I have a mfrb of blank all different sizes and flavors. For one new pen turner. There are some stabilized blanks in this box also. Around 120 blanks. I will pay shipping also. Thank you.
David

Reactions: Way Cool 3 | +Karma 2


----------



## Sprung (Jul 12, 2014)

Between you and Andrew, the generosity is flowing at WB today! Nice batch of pen blanks!

(Actually thought of you earlier today, David, when I was going through the blanks and kits I have, including the ones I received from you, and choosing what to make for my second pen! Planning to hopefully make 7 or 8 pens in the next couple weeks!)

Reactions: Like 1 | Thank You! 1 | Agree 2


----------



## Wildthings (Jul 12, 2014)

HOLY COW wish I was a newbie!!! WAAAAY COOL David - KUDOS to you too !!

Reactions: Like 1 | Agree 1


----------



## David Seaba (Jul 12, 2014)

@Sprung I look forward to seeing some more of your great looking pens.
David

Reactions: Thank You! 1


----------



## David Seaba (Jul 12, 2014)

@Wildthings 
I'm lucky enough to have a Great looking pen and pencil from you. From the last pen swap.

David

Reactions: Like 1 | Thank You! 1


----------



## gman2431 (Jul 12, 2014)

I agree, the generosity today is outstanding!

Reactions: Agree 2


----------



## Johnturner (Jul 12, 2014)

You are a good person David. The amount of "packing peanuts" I get in every WB box I open never ceases to amaze me. You guys are the greatest and I am proud to be associated with such a good group of people!

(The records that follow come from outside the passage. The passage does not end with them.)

PR #253, opened 2017-05-29
fix deriveAnyVal to derive only Generic

melrief:
Sneaky bug, it took sometime to understand what is going on. Basically without the `Generic` constraint, `deriveAnyVal` was deriving an instance of `ConfigReader`/`ConfigWriter` for any `T` extending `AnyVal` and having a `ConfigReader`/`ConfigWriter`. The issue is this [shapeless code](https://github.com/milessabin/shapeless/blob/39f73305e3cd2746948c6ef2dd1e065fe08cb1e1/core/src/main/scala/shapeless/unwrapped.scala#L70) which creates and instance of `Unwrapped` for any `T`. Given the fact that literally anything has an `Unwrapped` instance, anything else creating a real `ConfigReader` for `AnyVal`, like Refined, was conflicting and scalac gave up the implicit resolution with a diverging implicit expansion issue.

I've tried it with refined master and it works.

One thing that is still not nice is that if there in implicit resolution conflict, Scalac doesn't tell you at `loadConfig` level and you need to specifically ask for that type `ConfigReader` instance. Silent errors are the worst and I wonder if there is a flag to force printing this issue.

Note that I've set the version to `0.7.1.1` because I think it's not worth it increasing the point version. Let me know if it's fine for you.

### DIFF
--- a/core/src/main/scala/pureconfig/DerivedWriters.scala
+++ b/core/src/main/scala/pureconfig/DerivedWriters.scala
@@ -12,6 +12,7 @@ trait DerivedWriters extends DerivedWriters1 {
   implicit def deriveAnyVal[T, U](
     implicit
     ev: T <:< AnyVal,
+    generic: Generic[T],
     unwrapped: Unwrapped.Aux[T, U],
     writer: ConfigWriter[U]): ConfigWriter[T] =
     new ConfigWriter[T] {
--- a/core/src/main/scala/pureconfig/DerivedReaders.scala
+++ b/core/src/main/scala/pureconfig/DerivedReaders.scala
@@ -28,6 +28,7 @@ trait DerivedReaders extends DerivedReaders1 {
   implicit def deriveAnyVal[T, U](
     implicit
     ev: T <:< AnyVal,
+    generic: Generic[T],
     unwrapped: Unwrapped.Aux[T, U],
     reader: ConfigReader[U]): ConfigReader[T] =
     new ConfigReader[T] {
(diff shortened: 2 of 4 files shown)


derekmorr:
This LGTM, but I'd probably push the version to 0.7.2.

derekmorr (approved):

ruippeixotog (dismissed):
LGTM. Regarding the version, I prefer `0.7.2` - most of the dependencies I work with follow semantic versioning, which works only with three levels. Also, if you are going to try sbt-release again, I think you should not increase manually the version :)

core/src/main/scala/pureconfig/DerivedWriters.scala
```diff
@@ -12,6 +12,7 @@ trait DerivedWriters extends DerivedWriters1 {
   implicit def deriveAnyVal[T, U](
     implicit
     ev: T <:< AnyVal,
+    generic: Generic[T],
```
ruippeixotog, line 15: I did not know shapeless generated `Generic` instances for classes that are not case classes. Does this happen only because classes like `IntWrapper` are `AnyVal` instances?

melrief:
```scala
@ import shapeless._ 
import shapeless._
@ final class Foo(val int: Int) extends AnyVal 
defined class Foo
@ Generic[Foo] 
res2: Generic[Foo]{type Repr = Int :: shapeless.HNil} = $sess.cmd2$anon$macro$3$1@54ff310
@ res2.from(1 :: HNil).int 
res4: Int = 1
```

melrief: The important part is that we don't derive `ConfigReader`s and `ConfigWriter`s for classes that have no generic instance because `Unwrapped` there is defined as the identity.

PR #3728, opened 2020-09-16
allow multiple topics mercure

jordan15:
| Q             | A
| ------------- | ---
| Bug fix?      | no
| New feature?  | yes
| BC breaks?    | no
| Deprecations? | no
| Tickets       | fixes ...
| License       | MIT
| Doc PR        | api-platform/docs...

allow multiple topics mercure, the class Update check if $iri is String or Array and after cast as Array. So buildUpdate must not force type String for $iri parameter.

With this change we can set several topics.


dunglas (approved):
Good catch. Could you target the 2.5 branch as it's a bug fix please? It would be nice to add a test too.

divine:
This might be closed now as another PR was merged with the fix and test.

Thanks!

PR #3733, opened 2020-09-22
Add router loaders

### LINKED ISSUE #3539: Resource setting is very rough
**Description**  
Hello. Resource setting is very rough. 

`src/Bridge/Symfony/Routing/ApiLoader.php `

I suggest:
* Select the loading of routes from the list of files in a separate service. Perhaps **ApiFileLoader** for loading routes from a specific `file_path`.
* Create additional route loaders.
    * from bundles directory - _api_directory_

### ApiDirectoryLoader

Like Symfony Routing `Loader/DirectoryLoader.php`

To be able to load routes from a third-party bundle and specify their prefix for them.

**Example** 

### api_directory (type)

```yaml
#config/routes/api_platform.yaml
api_some_bundle:
    resource: '@BundleName/Entity/' # eg
    type: api_directory
    prefix: /some/api 
```

#### ApiDirectoryLoader
```php
    public function load($file, string $type = null)
    {
        $path = $this->locator->locate($file);

        $collection = new RouteCollection();
        $collection->addResource(new DirectoryResource($path));

        foreach (scandir($path) as $dir) {
            if ('.' !== $dir[0]) {
                $this->setCurrentDir($path);
                $subPath = $path.'/'.$dir;
                $subType = null;

                if (is_dir($subPath)) {
                    $subPath .= '/';
                    $subType = 'api_directory';
                }

                $subCollection = $this->import($subPath, $subType, false, $path);

                // TODO: Use a dedicated service 
                // to load routes from resource files marked @ApiPlatform annotation
                // It seems to work out just using a redirect to the loader `api_file` ApiFileLoader
                // just by specifying `$subType = 'api_file';` (and creating ApiFileLoader service)
                // -----------------------------------------------------------------------------------------
            }
        }

        return $collection;
    }
```

---

Transfer almost everything from `ApiLoader.php` to new `ApiFileLoader.php` - _api_file_
`ApiLoader.php` - leave only receiving a list of files from the config and address loading the route from a specific file in a loop for `ApiFileLoader.php` like `$this->import($filePath, 'api_file', false, $path);`

tebaly:
| Q             | A
| ------------- | ---
| Bug fix?      | no 
| New feature?  | yes 
| BC breaks?    | no
| Deprecations? | no
| Tickets       | fixes #3539 
| License       | MIT

Hey. I have expanded the resource loading (routing) capabilities. As I could. At some point I needed it. Added options to the config. Described separately in thread #3539 
* **I cannot write tests**

**I merge this branch into my master long ago. I'll try to figure it out, maybe there were changes after.**


src/Bridge/Symfony/Bundle/DependencyInjection/ApiPlatformExtension.php
```diff
@@ -268,31 +280,48 @@ private function registerMetadataConfiguration(ContainerBuilder $container, arra
...
-                $paths[] = "$dirname/Document";
-            }
-
-            foreach ($paths as $path) {
-                if ($container->fileExists($path, false)) {
-                    $bundlesResourcesPaths[] = $path;
-                }
+        }
+        if ($config['resources']['sources']['doctrine']) {
+            $paths[] = "$dirname/Entity";
```
soyuka, line 311: You can change this in doctrine settings

src/Bridge/Symfony/Bundle/DependencyInjection/Configuration.php
```diff
@@ -214,6 +215,54 @@ public function getConfigTreeBuilder()
         return $treeBuilder;
     }
 
+    private function addRoutingLoaderSection(ArrayNodeDefinition $rootNode)
+    {
+        $rootNode
+            ->children()
+                ->arrayNode('routing')
```
soyuka, line 222: this can be changed in symfony's settings

soyuka:
This looks overengineered. I don't understand the need behind it? To me most of the changes here can be overriden in doctrine or symfony's config. If you really need to remove some routes you can override the ApiLoader as I suggested at some point.

src/Bridge/Symfony/Bundle/DependencyInjection/ApiPlatformExtension.php
tebaly: Are you sure you understand the essence of the changes?
https://github.com/api-platform/core/blob/5b2cfdcd8feea9b9ff96371df1a7eeccc72432f4/src/Bridge/Symfony/Bundle/DependencyInjection/ApiPlatformExtension.php#L309
This is the code from the master. Why should I change the settings of the doctrine if I need to influence the settings of the Platform?

src/Bridge/Symfony/Bundle/DependencyInjection/Configuration.php
tebaly: Are you sure you understand the essence of the changes?

I added this setting to manage Api Platform routing, not Symphony's global routing. Do you have any idea that your bundle can be used together and as an add-on? Why do I need to change the configured and running Symphony application when I need to change the settings of the Api Platform?

PR #3739, opened 2020-09-29
Fix expression language argument for PublishMercureUpdatesListener

matthew-banning:
Argument would always be ignored as null coalescing operator has a higher precedence than ternary operator

| Q             | A
| ------------- | ---
| Bug fix?      | yes 
| New feature?  | no 
| BC breaks?    | no
| Deprecations? | no
| Tickets       |  
| License       | MIT
| Doc PR        |


dunglas (approved):

dunglas:
Thanks @matthew-banning

PR #3741, opened 2020-09-29
Use operation output class name instead Resource short name in operati...

### LINKED ISSUE #3740: Operation output class name should be used if set instead Resource short name in summary texts

**Description**  
If you create an operation for a resource that returns a different resource class (for example making a custom operation for a subresource), Swagger UI documentation shows the Resource class a returning type, even if you set a different output class in operation parameters. 

**How to reproduce**  
Create a Resource A and a Resource B. In resource A add this collection operation:

```
    get_subresource:
      method: GET
      route_name: my_route
      output:
        class: App\ResourceB
        name: ResourceB
      openapi_context:
        parameters:
          - { name: id, in: path, required: true, type: string }
```

**Possible Solution** 
If output is set take the class name from it in operation summary, take resourceShortName otherwise

maxtorete:
…ion summary

| Q             | A
| ------------- | ---
| Bug fix?      | yes
| New feature?  | no
| BC breaks?    | no
| Deprecations? | no
| Tickets       | fixes #3740 
| License       | MIT

### DIFF
--- a/src/Swagger/Serializer/DocumentationNormalizer.php
+++ b/src/Swagger/Serializer/DocumentationNormalizer.php
@@ -323,9 +323,10 @@ final class DocumentationNormalizer implements NormalizerInterface, CacheableSup
         }
 
         if (OperationType::COLLECTION === $operationType) {
-            $pathOperation['summary'] ?? $pathOperation['summary'] = sprintf('Retrieves the collection of %s resources.', $resourceShortName);
+            $outputResourseShortName = $resourceMetadata->getCollectionOperations()[$operationName]['output']['name'] ?? $resourceShortName;
+            $pathOperation['summary'] ?? $pathOperation['summary'] = sprintf('Retrieves the collection of %s resources.', $outputResourseShortName);
 
-            $successResponse = ['description' => sprintf('%s collection response', $resourceShortName)];
+            $successResponse = ['description' => sprintf('%s collection response', $outputResourseShortName)];
             [$successResponse] = $this->addSchemas($v3, $successResponse, $definitions, $resourceClass, $operationType, $operationName, $mimeTypes);
 
             $pathOperation['responses'] ?? $pathOperation['responses'] = [$successStatus => $successResponse];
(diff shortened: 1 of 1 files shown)


GregoireHebert:
I quite like the idea of allowing customisation (that's why you could change the shortname), but only for the Output? It seems weird to me. The Output should just be a different representation of the same resource, so should not have a different naming per se. But I might be wrong.

maxtorete:
> I quite like the idea of allowing customisation (that's why you could change the shortname), but only for the Output? It seems weird to me. The Output should just be a different representation of the same resource, so should not have a different naming per se. But I might be wrong.

Hi GregoireHebert, thanks for your reply!

What I'm trying to achieve is a subresource custom operation. Maybe there is a better option that I haven't found. For example, something like this `/myapp/workflow/{id}/statuses` will receive an Workflow object and respond with a collection of its related WorkflowStatus.

In the Workflow resource yaml I set the collection operation:
```
collectionOperations:
    get_workflow_status_collection:
      method: GET
      route_name: api_workflow_get_workflow_status_collection
      openapi_context:
        parameters:
          - { name: id, in: path, required: true, type: string, description: 'Workflow Resource identifier' }
```

And this is the route:
```
lince_company_api_workflow_get_workflow_status_collection:
  path: /api/lince_company/workflow/{id}/statuses
  methods: ['GET']
  defaults:
    _controller: App\Controller\WorkflowController::listWorkflowStatusSubresource
    _api_resource_class: App\Entity\WorkflowStatus
    _api_collection_operation_name: get_workflow_status_collection
```

The problem is that the _api_resource_class parameter in the route definition is ignored, so I changed the collection operation to this one:
```
collectionOperations:
    get_workflow_status_collection:
      method: GET
      route_name: api_workflow_get_workflow_status_collection
      output:
        class: App\Entity\WorkflowStatus
        name: WorkflowStatus
      openapi_context:
        parameters:
          - { name: id, in: path, required: true, type: string, description: 'Workflow Resource identifier' }
```

So now it works fine, even the SwaggerUI shows the right schema in the response sample value. But the only thing wrong is the Swagger description text for that Operation, as it says that it will return a collection of the parent resource, even if it shows the schema of the subresource in the example value. You can see it in action in this screenshot form the issue https://github.com/api-platform/core/issues/3740#issuecomment-701257245

Screenshot_2020-09-30 API Platform

If the output class schema is shown in the Example value schema, why its name is not show in the description?

GregoireHebert:
>  But the only thing wrong is the Swagger description text for that Operation, as it says that it will return a collection of the parent resource

You are absolutely right on this, and this one of the biggest problems on the current subResource implementation. It should be fixed thanks to https://github.com/api-platform/core/issues/2706 which won't take place before v2.7 / v3.

But in the meantime, maybe your solution could do in 2.6? IDK.

WDYT @dunglas @soyuka?

maxtorete:
I rebased to 2.5 from upstream, the failing checks look unrelated to my commit.

soyuka:
Can you rebase ? This is correct indeed and I'd like to merge it :).

maxtorete:
> Can you rebase ? This is correct indeed and I'd like to merge it :).

Rebased to upstream :-)

soyuka:
Thanks @maxtorete

maxtorete:
> Thanks @maxtorete

You are welcome!

PR #3646, opened 2020-07-20
add php 8 rc to ci

flug:
| Q             | A
| ------------- | ---
| Bug fix?      | yes/no 
| New feature?  | yes/no 
| BC breaks?    | no
| Deprecations? | yes/no
| Tickets       | fixes #... 
| License       | MIT
| Doc PR        | api-platform/docs#...

PR #3745, opened 2020-10-05
Add support for PHP 8

pierredup:
| Q             | A
| ------------- | ---
| Bug fix?      | no
| New feature?  | no 
| BC breaks?    | no
| Deprecations? | no
| Tickets       | replaces #3646
| License       | MIT
| Doc PR        | N/A

Add support for PHP 8.

This PR removes some deprecations (mostly defining a required argument after an optional argument). It also aliases the `Match` class from Doctrine Mongodb since `match` is now a reserved keyword in PHP 8 and causes parse errors.

All the tests pass if they are run individually. The biggest outstanding issue is with Doctrine. Currently, it fails with the error `Fatal error: Declaration of Doctrine\DBAL\Driver\PDOConnection::query() must be compatible with PDO::query(string $query, ?int $fetch_mode = null, mixed ...$fetch_mode_args)`.

This specific issue has been fixed in Doctrine 3.x (currently unreleased), but it's not possible to add it as a dev dependency currently as there are still a lot of other dependencies that don't allow Doctrine 3.x yet.


tests/Bridge/Symfony/Bundle/DataCollector/RequestDataCollectorTest.php
```diff
@@ -181,7 +181,12 @@ public function testWithResourceWithTraceables()
 
         $dataProvider = $dataCollector->getCollectionDataProviders();
         foreach ($dataProvider['responses'] as $class => $response) {
-            $this->assertStringStartsWith('class@anonymous', $class);
+            if (\PHP_VERSION_ID >= 80000) {
+                $this->assertStringStartsWith('ApiPlatform\\Core\\DataProvider\\CollectionDataProviderInterface@anonymous', $class);
```
dunglas, line 185: Maybe can we use the `::class` constant? Or just use `assertStringContainsString()` to avoid the condition totally.

tests/Bridge/Symfony/Bundle/Test/ApiTestCaseTest.php
```diff
@@ -160,6 +160,10 @@ public function testAssertArraySubsetDoesNothingForValidScenario(): void
 
     public function testFindIriBy(): void
     {
+        if (\PHP_VERSION_ID >= 80000) {
```
dunglas, line 163: Why?

dunglas (commented):
This looks good! I fear it introduces some small BC breaks but I don't think that they can be prevented.

tests/Bridge/Symfony/Bundle/Test/ApiTestCaseTest.php
pierredup: This causes the same error with Doctrine (incompatible method signatures). So, for now, I'm just skipping these tests on PHP 8, otherwise, the test suite fails with a fatal error and we can't see the rest of the test runs and if it passes.

stephanvierkant:
What's the status of this PR? I think the failing test is unrelated, isn't it?

dunglas:
Theoretically, this PR should be rebased against 2.5 as we consider supporting supporting new PHP versions as a bug fixes. However this PR introduces small (unavoidable) BC breaks, so merging it in a patch release doesn't look reasonable. WDYT @api-platform/core-team?

alanpoulain:
I think having this support for 2.6 is enough.

antograssiot:
:+1: for 2.6 and the BC breaks must be added in the release note/changelog (+ maybe a new UPGRADING.md ?)

dunglas:
The problem is that we still have no ETA for 2.6. If only this version supports PHP 8, we'll have to release 2.6 before or just after the release of PHP 8.

alanpoulain:
The release of PHP 8 is the 26th of November. It's a good ETA don't you think?

dunglas:
Many things aren't ready yet. Especially regarding Vulcain support in JS components.

alanpoulain:
Can't it be done later?

dunglas:
I'm not sure yet. Merging in 2.5 would be easier.

pierredup:
@dunglas Which changes are the BC breaks? Maybe there is a way around it, but I'm not sure which changes will break BC currently.

tests/Bridge/Symfony/Bundle/DataPersister/TraceableChainDataPersisterTest.php
```diff
@@ -32,6 +32,10 @@ public function testPersist($persister, $expected)
         $result = $dataPersister->getPersistersResponse();
         $this->assertCount(\count($expected), $result);
         $this->assertEmpty(array_filter($result, function ($key) {
+            if (\PHP_VERSION_ID >= 80000) {
```
dunglas, line 35: Why do we need this?

tests/Bridge/Symfony/Bundle/Test/ApiTestCaseTest.php
dunglas: Ok, can you at least add a `FIXME` or something?

tests/Bridge/Symfony/Bundle/Test/ClientTest.php
```diff
@@ -24,6 +24,10 @@ class ClientTest extends ApiTestCase
 {
     protected function setUp(): void
     {
+        if (\PHP_VERSION_ID >= 80000) {
+            $this->markTestSkipped();
```
dunglas, line 28: same here

dunglas:
@pierredup ok I double checked but we're (again) saved because most of our classes are final 😬!
So could you rebase against 2.5 then?

Thanks!

dotdevru:
doctrine/dbal released new version 2.12.x which supports php8, no bc/code updates needed only update doctrine/dbal to 2.12.x. So is there any ETA for php8? Also u need to update https://github.com/willdurand/Negotiation package which supports php8 only in mater branch (3.0-dev) for now.

dunglas:
@dotdevru we'll merge this PR as soon as possible.

dunglas:
@pierredup do you want me to rebase it against 2.5?

pierredup:
@dunglas I've rebased on 2.5 and removed the skipped tests since Doctrine DBAL now supports PHP 8.

dunglas (approved):

stephanvierkant:
Any estimate when this will be merged (and tagged)?

dunglas:
Thank you very much @pierredup! Great work.

@stephanvierkant we need to finish https://github.com/api-platform/core/pull/3794 before tagging a release.

PR #3752, opened 2020-10-12
Add previous_data to persisters context when available

### LINKED ISSUE #3751: [Discussion] Best practice for comparing changes in a DataPersister?
As the [docs say](https://api-platform.com/docs/core/extending/#extending-api-platform), the recommended way to add _"custom business logic and computations to trigger before or after persistence (ex: mail, call to an external API...)"_ is now to use DataPersisters, rather than the old method of EventSubscribers.

These seem to work well as a replacement in general, although one shortcoming I'm noticing is there doesn't seem to be a way to compare the current version of the resource (about to be persisted) with how it was originally before denormalization.  With an EventListener, I could have just stored the original property value in `KernelEvents::REQUEST`, and compared it in `KernelEvents::VIEW`.

Simple use-case example: when `User.approved` turns from `false` to `true` after a `PUT` request, sending out a "Your account has been approved" email.

There's Doctrine UnitOfWork's `getOriginalEntityData`, which could be used as follows:

```php
public function persist($data, array $context = [])
{
    if ($data instanceof User) {
        $original = $this->em->getUnitOfWork()->getOriginalEntityData($data);
        if (!($original['approved'] ?? null) && $data->approved) {
            // send email
        }
    }
}
```

However this feels a bit questionable to rely on, as it's not officially recommended anywhere, coupled to Doctrine, can't be statically analysed, etc.

Wondering if API Platform could provide a mechanism for this itself?  In an ideal world, something like:

```php
public function persist($data, array $context = [])
{
    $original = $context['original_resource'];
    if ($data instanceof User && $original instanceof User) {
        if (!$original->approved && $data->approved) {
            // send email
        }
    }
}
```

antograssiot:
| Q             | A
| ------------- | ---
| Bug fix?      | no
| New feature?  | yes
| BC breaks?    | no
| Deprecations? | no
| Tickets       | fixes #3751
| License       | MIT
| Doc PR        | 

Expose the previous_data attribute into DataPersisters context.
ref https://github.com/api-platform/core/issues/3751#issuecomment-706753166

### DIFF
--- a/src/Util/AttributesExtractor.php
+++ b/src/Util/AttributesExtractor.php
@@ -53,6 +53,10 @@ final class AttributesExtractor
             }
         }
 
+        if ($previousObject = $attributes['previous_data'] ?? null) {
+            $result['previous_data'] = $previousObject;
+        }
+
         if (false === $hasRequestAttributeKey) {
             return [];
         }
--- a/tests/Util/RequestAttributesExtractorTest.php
+++ b/tests/Util/RequestAttributesExtractorTest.php
@@ -189,4 +189,22 @@ class RequestAttributesExtractorTest extends TestCase
     {
         $this->assertEmpty(RequestAttributesExtractor::extractAttributes(new Request([], [], ['_api_resource_class' => 'Foo'])));
     }
+
+    public function testExtractPreviousDataAttributes()
+    {
+        $object = new \stdClass();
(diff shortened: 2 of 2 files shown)


dunglas (approved):

soyuka (approved):

dunglas:
Thanks @antograssiot!

PR #3755, opened 2020-10-13
Escape search terms before using them in a Regex

### LINKED ISSUE #3754: Mongodb: search terms are not escaped before use in rexexp
**API Platform version(s) affected**: master

**Description**  
Searched strings are not properly escaped before being used in Mongodb regular expressions. 

**How to reproduce**  
I have an entry containing a string with parentheses (let's say it's `foo(bar)`)in Mongodb, and it appears that I have to escape that string in my HTTP query if I want to find that entry:

`http://my.host/my/entities?myField=foo(bar)` yields no results, but
`http://my.host/my/entities?myField=foo\(bar\)` yields all the results expected by performing the first query.

**Possible Solution**  
[SearchFilter::addEqualityMatchStrategy()](https://github.com/api-platform/core/blob/176cdf9cedd187de8ef172d1fbdaf669ccabd431/src/Bridge/Doctrine/MongoDbOdm/Filter/SearchFilter.php#L165) should escape strings before concatenating them to form a regular expression.

rimas-kudelis:
| Q             | A
| ------------- | ---
| Bug fix?      | yes
| New feature?  | no
| BC breaks?    | yes: search terms no longer need or support explicit escaping, and consequently, regex special characters no longer behave like they're special.
| Deprecations? | no
| Tickets       | Fixes #3754
| License       | MIT
| Doc PR        | N/A

### DIFF
--- a/src/Bridge/Doctrine/MongoDbOdm/Filter/SearchFilter.php
+++ b/src/Bridge/Doctrine/MongoDbOdm/Filter/SearchFilter.php
@@ -166,20 +166,24 @@ final class SearchFilter extends AbstractFilter implements SearchFilterInterface
     {
         $type = $metadata->getTypeOfField($field);
 
+        if (MongoDbType::STRING !== $type) {
+            return MongoDbType::getType($type)->convertToDatabaseValue($value);
+        }
+
+        $quotedValue = preg_quote($value);
+
         switch ($strategy) {
-            case MongoDbType::STRING !== $type:
-                return MongoDbType::getType($type)->convertToDatabaseValue($value);
             case null:
             case self::STRATEGY_EXACT:
-                return $caseSensitive ? $value : new Regex("^$value$", 'i');
+                return $caseSensitive ? $value : new Regex("^$quotedValue$", 'i');
             case self::STRATEGY_PARTIAL:
-                return new Regex($value, $caseSensitive ? '' : 'i');
+                return new Regex($quotedValue, $caseSensitive ? '' : 'i');
             case self::STRATEGY_START:
-                return new Regex("^$value", $caseSensitive ? '' : 'i');
+                return new Regex("^$quotedValue", $caseSensitive ? '' : 'i');
             case self::STRATEGY_END:
-                return new Regex("$value$", $caseSensitive ? '' : 'i');
+                return new Regex("$quotedValue$", $caseSensitive ? '' : 'i');
             case self::STRATEGY_WORD_START:
-                return new Regex("(^$value.*|.*\s$value.*)", $caseSensitive ? '' : 'i');
+                return new Regex("(^$quotedValue.*|.*\s$quotedValue.*)", $caseSensitive ? '' : 'i');
             default:
                 throw new InvalidArgumentException(sprintf('strategy %s does not exist.', $strategy));
         }
--- a/tests/Bridge/Doctrine/Common/Filter/SearchFilterTestTrait.php
+++ b/tests/Bridge/Doctrine/Common/Filter/SearchFilterTestTrait.php
@@ -200,6 +200,15 @@ trait SearchFilterTestTrait
                     'name' => 'exact',
                 ],
             ],
+            'exact (case insensitive, with special characters)' => [
+                [
+                    'id' => null,
+                    'name' => 'iexact',
+                ],
+                [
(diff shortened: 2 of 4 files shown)


src/Bridge/Doctrine/MongoDbOdm/Filter/SearchFilter.php
```diff
@@ -166,20 +166,24 @@ private function addEqualityMatchStrategy(string $strategy, string $field, $valu
     {
         $type = $metadata->getTypeOfField($field);
 
+        if (MongoDbType::STRING !== $type) {
+            return MongoDbType::getType($type)->convertToDatabaseValue($value);
+        }
```
alanpoulain, line 171: Why this check? Did you encounter another issue?

alanpoulain:
Thanks!
Could you add a unit test too?

src/Bridge/Doctrine/MongoDbOdm/Filter/SearchFilter.php
rimas-kudelis: I just moved it upwards, away from the `switch` below.

rimas-kudelis:
> Thanks!
> Could you add a unit test too?

Erm... if only I could understand how those tests work, or at least install composer dependencies...
I've added a new element to `SearchFilterTest::provideApplyRestData()`, but I strongly doubt that will be enough, will it? :)

soyuka:
You need the mongodb php extension only if you want to test mongodb stuff. See https://github.com/api-platform/core/blob/master/CONTRIBUTING.md#tests for more informations on how to run tests.

rimas-kudelis:
I've added the test as requested.
Also added `phpspec/prophecy` to `require-dev`, because existing tests just failed without it.

composer.json
```diff
@@ -46,6 +46,7 @@
         "justinrainbow/json-schema": "^5.2.1",
         "phpdocumentor/reflection-docblock": "^3.0 || ^4.0 || ^5.1",
         "phpdocumentor/type-resolver": "^0.3 || ^0.4 || ^1.4",
+        "phpspec/prophecy": "^1.10",
```
soyuka, line 49: should not be needed

rimas-kudelis: Like I said, most of the existing PhpUnit tests were failing without this dependency, at least when I was testing MongoDB. They ran just fine after installing the package.
You can grep your `tests` directory for `use Prophecy` to get the picture.
If you still think I'm wrong, I can remove this requirement.

soyuka: I think that we fixed this by now as we're using Prophecy on other parts of the library.

rimas-kudelis: If you say so. :)

src/Bridge/Doctrine/MongoDbOdm/Filter/SearchFilter.php
```diff
@@ -166,20 +166,24 @@ private function addEqualityMatchStrategy(string $strategy, string $field, $valu
...
+
+        $quotedValue = preg_quote($value);
```
soyuka, line 173: Shouldn't we use the doctrine quote method? https://www.doctrine-project.org/projects/doctrine-dbal/en/2.12/reference/security.html#right-quoting-escaping-values

alanpoulain: Or maybe we should use parameters. We shouldn't have to escape the values, I think there are security issues here.

rimas-kudelis: We're not escaping SQL here. We're escaping regular expression characters. Thus I don't think the quoting link applies, or that parameters can be used in this case.

Ideally, the `Regex` class would have a static method to escape the necessary characters, but it doesn't seem to have a method like that.

Here's a [relevant Stack Overflow question](https://stackoverflow.com/questions/27962072/how-to-escape-special-characters-using-mongo-regex-in-php-format) from 5 years ago.

alanpoulain (approved):

rimas-kudelis:
Are we still waiting for something?

alanpoulain (approved):

alanpoulain:
Thank you @rimas-kudelis!

rimas-kudelis:
Thanks for merging! :+1:

PR #3715, opened 2020-09-10
Add Symfony Uid support

norkunas:
| Q             | A
| ------------- | ---
| Bug fix?      | no
| New feature?  | yes
| BC breaks?    | no
| Deprecations? | no
| Tickets       | fixes #3714
| License       | MIT
| Doc PR        | api-platform/docs#...

- Added support for denormalizing identifiers with symfony uuid/ulid;
- Added ulid/uuid support to json schema;

PR #3756, opened 2020-10-13
Try to fix master pipeline

antograssiot:
| Q             | A
| ------------- | ---
| Bug fix?      | no
| New feature?  | no
| BC breaks?    | no
| Deprecations? | no
| Tickets       | 
| License       | MIT
| Doc PR        | 

-
We might want to skip the installation of symfony/uid for legacy tests completely. The rationale behind this is that we can't install this package when the symfony requirement is limited to `^3.4 | ^4.0` only.

### DIFF
--- a/.github/workflows/ci.yml
+++ b/.github/workflows/ci.yml
@@ -765,9 +765,6 @@ jobs:
           composer remove --dev --no-progress --no-update --ansi \
             doctrine/mongodb-odm \
             doctrine/mongodb-odm-bundle \
-      - name: Require Symfony Uid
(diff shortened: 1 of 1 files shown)


dunglas:
But then we don't test the use of this component at all? Maybe should we add a new job just for that?

soyuka:
see also https://github.com/api-platform/core/pull/3715

soyuka (approved):

antograssiot:
Yes we do test it in other pipelines but on on the legacy suite that runs only on SF ^3.4|^4.0

soyuka:
thansk @antograssiot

Reactions: Thank You! 1 | Agree 3


----------



## Glen (Jul 12, 2014)

David Seaba said:


> I have a mfrb of blank all different sizes and flavors. For one new pen turner. There are some stabilized blanks in this box also. Around 120 blanks. I will pay shipping also. Thank you.
> David
> 
> View attachment 55482


Hi I'm new to pen turning my buddy just showed me the pens he turns I want to do it to if the blanks are up yet I could use them I'm still buying the tools and lathe Sunday so any help would be great full thank you again and I hope I learn alot from this site looking forward to the learning process

Reactions: Like 2


----------



## David Seaba (Jul 12, 2014)

There yours Glen.
I will send you a pm to get your address. 
David

Reactions: Like 1


----------



## fredito (Jul 12, 2014)

Wow. The generosity on web never stops!


----------



## Wildthings (Jul 12, 2014)

David Seaba said:


> @Wildthings
> I'm lucky enough to have a Great looking pen and pencil from you. From the last pen swap.
> 
> David



Awww David thanks - now where's that blushing smiley face?


----------



## Karl_99 (Jul 12, 2014)

Glen said:


> Hi I'm new to pen turning my buddy just showed me the pens he turns I want to do it to if the blanks are up yet I could use them I'm still buying the tools and lathe Sunday so any help would be great full thank you again and I hope I learn alot from this site looking forward to the learning process



Glen: Welcome to the joy of penturning. Please PM me your address and I will send some pen kits your way ...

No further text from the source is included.